*SOURCE DATA*.
---+---

PR #4073, opened 2019-10-18
add --overspec option to disable promise checking on tests that take a callback

sixcircuit:
Great library. Thanks a ton.

### Description of the Change

Currently if you take a `done` callback in a test and also return a promise, even if the test passes you get an error "Overspecified test, return a callback or a promise, not both."

This change adds an option (and relevant test coverage) to turn off the error. The option is off by default (leaving the status quo) and gives more sophisticated users an option to avoid what's basically protection for people who may make a mistake.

---+---

*REQUIRED WORK*.
Check the data for the word "option" and pull out the lines that have it.

*ANSWER BOX*.
add --overspec option to disable promise checking on tests that take a callback
This change adds an option (and relevant test coverage) to turn off the error. The option is off by default (leaving the status quo) and gives more sophisticated users an option to avoid what's basically protection for people who may make a mistake.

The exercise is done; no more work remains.